Er war restlos aus dem Häuschen. Und wurde sogar wütend. Er wollte das dicke Anmeldebuch vom Pult hochreißen, wahrscheinlich, um es mir an den Kopf zu feuern.
»Noch ’n Zimmer frei?« fragte ich.
»Mann, nehmen Sie den Ellbogen von dem Buch runter«, stöhnte er und sah mich verzweifelt an.
»Ach so«, sagte ich grinsend. »Sag mal, Alter, wo kann ich Dean finden?«
»Dean?« fragte der Mann erstaunt zurück.
»Dean, die Narbe«, sagte ich lässig. »Los, beeil dich schon.«
»Der wohnt im zweiten Stock«, sagte der Alte. »Zimmer 46, aber er ist nicht da.«
»Wann kommt er denn zurück?«
»Weiß ich doch nicht«, erwiderte der Mann ruppig. »Hier kann jeder kommen und gehen, wann er will.«
»Los, dann komm mit nach oben, und dann kannst du wieder gehen, wie du willst«, sagte ich lächelnd.
»Sind Sie verrückt?« wollte er von mir wissen.

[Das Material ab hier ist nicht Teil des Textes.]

PR #1223, opened 2019-06-11
workaround for DEXP-468728

ArsenyChernyaev:


rider/src/main/kotlin/com/jetbrains/rider/plugins/unity/run/configurations/UnityAttachToEditorRunConfiguration.kt
```diff
@@ -103,6 +110,32 @@ class UnityAttachToEditorRunConfiguration(project: Project, factory: UnityAttach
         return true
     }
 
+    //get processes on background thread with progress
+    private fun getProcesses(): Array<ProcessInfo> {
+        val promise = AsyncPromise<Array<ProcessInfo>>()
```
kskrygan: if this is only on a background thread, please assert it.

rider/src/main/kotlin/com/jetbrains/rider/plugins/unity/run/configurations/UnityAttachToEditorRunConfiguration.kt
```diff
@@ -103,6 +110,32 @@ class UnityAttachToEditorRunConfiguration(project: Project, factory: UnityAttach
...
+                    val processes = OSProcessUtil.getProcessList()
+                    promise.setResult(processes)
+                } catch (t: Throwable) {
+                    promise.setError(t)
+                }
+            }
+
+        }.queue()
+
+        if (!pumpMessages(WAIT_FOR_PROCESSES_TIMEOUT) {
```
kskrygan: I'm strictly against unnecessary pumping, please consider using spinUntil API

PR #1228, opened 2019-06-14
Search Unity installations installed by Unity in-house app

van800:


van800:
I am closing this in favor of different approach, which should always add Unity, found by references in the csproj to list of found Unity apps.

PR #1252, opened 2019-07-19
Remove Boo and UnityScript from import completion

### LINKED ISSUE #574: Sort System.Collections.Generic above Boo.Lang
image

Generally I'd imagine Generic.List<> should be prioritised, and in this case it's extremely frustrating to always get references to the former.

citizenmatt:
Adds `Boo.Lang.*` and `UnityScript.*` as namespaces to be excluded from auto-import.

Note that this means excluded from import completion lists, the auto-import popup and any other quick fixes. The only way to use types from these namespaces is to manually add the `using` statement.

Note that the current implementation might have to change before 192 is completed. The auto import settings added to the in memory solution settings layer currently completely override any in the global settings. This will hopefully be fixed before RTM - see [RIDER-30397](https://youtrack.jetbrains.com/issue/RIDER-30397)

Fixes #574


citizenmatt:
Paused until we get a better API for merging settings from plugins.

citizenmatt:
Maybe also consider adding `System.Diagnostics.Debug` to avoid clashes with `UnityEngine.Debug`. Must be careful that this only applies to Unity projects.

citizenmatt:
Closing in favour of #1473. Merge conflicts means there's nothing useful to keep from this PR.

PR #1259, opened 2019-07-26
Unchanged and serializable code vision, two new CA

krasnotsvetov:
1. Show unchanged and serializable code vision for fields without changes in Unity editor
2. CA for adding RequireComponent attribute
3. CA for initialization component field via `GetComponent` in `Start` or `Awake` method


resharper/resharper-unity/src/CSharp/Daemon/Stages/Highlightings/IconsProviders/FieldDetector.cs
```diff
@@ -39,24 +39,24 @@ public override IDeclaredElement Analyze(IDeclaration element, IHighlightingCons
             bool isSerializedField = myUnityApi.IsSerialisedField(declaredElement);
             if (isSerializedField)
             {
+                const string displayText = "Serializable";
                 if (myUnityApi.IsDescendantOfMonoBehaviour(declaredElement.GetContainingType()))
                 {
-                    AddMonoBehaviourHighlighting(consumer, field, "Serialized field", "This field is initialised from Inspector", kind);
+                    AddMonoBehaviourHighlighting(consumer, field, displayText, "This field is initialised from Inspector", kind);
```
van800: "This field is initialised from Inspector" to const

PR #1263, opened 2019-07-29
Show autosave configure notifcation after first typing in play mode

krasnotsvetov:


unity/EditorPlugin/AfterUnity56/Navigation/Initialization.cs
```diff
@@ -57,6 +59,32 @@ public static void OnModelInitializationHandler(UnityModelAndLifetime modelAndLi
...
       });
+      
+      modelValue.ShowPreferences.Advise(connectionLifetime, result =>
+      {
+        if (result != null)
+        {
+          MainThreadDispatcher.Instance.Queue(() =>
+          {
+
+            var tab = UnityUtils.UnityVersion >= new Version(2018, 2) ? "_General" : "Rider";
```
van800: adding try-catch-log may be good idea here.

rider/src/main/kotlin/com/jetbrains/rider/plugins/unity/notifications/UnityAutoSaveConfigureNotification.kt
```diff
@@ -0,0 +1,128 @@
...
+                        if (!unityHost.model.scriptCompilationDuringPlay.hasValue)
+                            return
+
+                        if (unityHost.model.scriptCompilationDuringPlay.valueOrThrow != ScriptCompilationDuringPlay.RecompileAndContinuePlaying)
+                            return
+
+                        if (!lifetimeDefinition.isAlive)
+                            return
+
+                        val generalSettings = GeneralSettings.getInstance()
```
kskrygan: let's move GeneralSettings.getInstance out of this scope, so it won't be calculated for every doc change

rider/src/main/kotlin/com/jetbrains/rider/plugins/unity/notifications/UnityAutoSaveConfigureNotification.kt
```diff
@@ -0,0 +1,128 @@
...
+    }
+
+    init {
+        solutionLifecycleHost.isBackendLoaded.whenTrue(componentLifetime) {
+            if (!propertiesComponent.getBoolean(settingName) && unityProjectDiscoverer.isUnityProject) {
+
+                val eventMulticaster = EditorFactory.getInstance().eventMulticaster
+                val documentListener: DocumentListener = object : DocumentListener {
+                    override fun documentChanged(event: DocumentEvent) {
+                        if (unityHost.model.editorState.valueOrDefault(EditorState.Disconnected) != EditorState.ConnectedPlay)
```
kskrygan: if this works for o(1) then it's fine.

rider/src/main/kotlin/com/jetbrains/rider/plugins/unity/notifications/UnityAutoSaveConfigureNotification.kt
```diff
@@ -0,0 +1,128 @@
...
+                            return
+
+                        if (!unityHost.model.scriptCompilationDuringPlay.hasValue)
+                            return
+
+                        if (unityHost.model.scriptCompilationDuringPlay.valueOrThrow != ScriptCompilationDuringPlay.RecompileAndContinuePlaying)
```
kskrygan: why valueOrThrow? Isn't throwing assertions here too aggressive?

rider/src/main/kotlin/com/jetbrains/rider/plugins/unity/notifications/UnityAutoSaveConfigureNotification.kt
```diff
@@ -0,0 +1,128 @@
...
+
+            val panel = EditorNotificationPanel(LightColors.RED)
+            panel.setText("You are modifying a script while Unity Editor is being in Play Mode. This can lead to a loss of the state in your running game.")
+
+            panel.createActionLabel("Configure Unity Editor") {
+                unityHost.model.showPreferences.fire()
+                lifetimeDefinition.terminate()
+            }
+
+            panel.createActionLabel("Don't show again") {
```
kskrygan: "Do not show again"
Please avoid using "don't", "ain't" and other reductions in UI

rider/src/main/kotlin/com/jetbrains/rider/plugins/unity/notifications/UnityAutoSaveConfigureNotification.kt
krasnotsvetov: Ooops. Thanks!

rider/src/main/kotlin/com/jetbrains/rider/plugins/unity/notifications/UnityAutoSaveConfigureNotification.kt
krasnotsvetov: AFAIK, our model properties cache value

PR #1268, opened 2019-08-05
Disable errors from shaders in swa in rtm

krasnotsvetov:


resharper/resharper-unity/src/ShaderLab/Daemon/Stages/IdentifierHighlightingStage.cs
```diff
@@ -15,17 +16,20 @@ public class IdentifierHighlightingStage : ShaderLabStageBase
     {
         private readonly ResolveHighlighterRegistrar myRegistrar;
         private readonly ConfigurableIdentifierHighlightingStageService myIdentifierHighlightingStageService;
+        private readonly RunsProducts.ProductConfigurations myProductConfigurations;
```
IvanPashchenko: w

»Nun komm schon, Alterchen… Anrufen kannst du immer noch.«
Ich hatte gelächelt, aber er hatte wohl doch gemerkt, daß mit mir unter Umständen nicht gut Kirschen essen war. Er peilte mir in die Pupillen und schloß sich mir dann widerspruchslos an. Er stöhnte aber auf der Treppe wie eine asthmatische Lokomotive.
»Geht’s nicht lauter?« fragte ich.
Er hielt sich am Geländer fest, stolperte aber trotzdem. Er ließ sich rücksichtslos hinunterkollern und schrie dabei laut auf. Ich ließ den Schauspieler kollern und wetzte wie ein flüchtendes Kaninchen nach oben in den zweiten Stock. Meine Schnelligkeit lohnte sich.
Kaum hatte ich den Treppenabsatz erreicht, als eine Tür aufflog. Ein junger Mann, der eine Lederweste trug, sah mich an. Seine Hand zuckte hoch, und im gleichen Moment flammte auch schon ein greller Feuerstrahl auf.
Ich warf mich zur Seite und schoß zurück.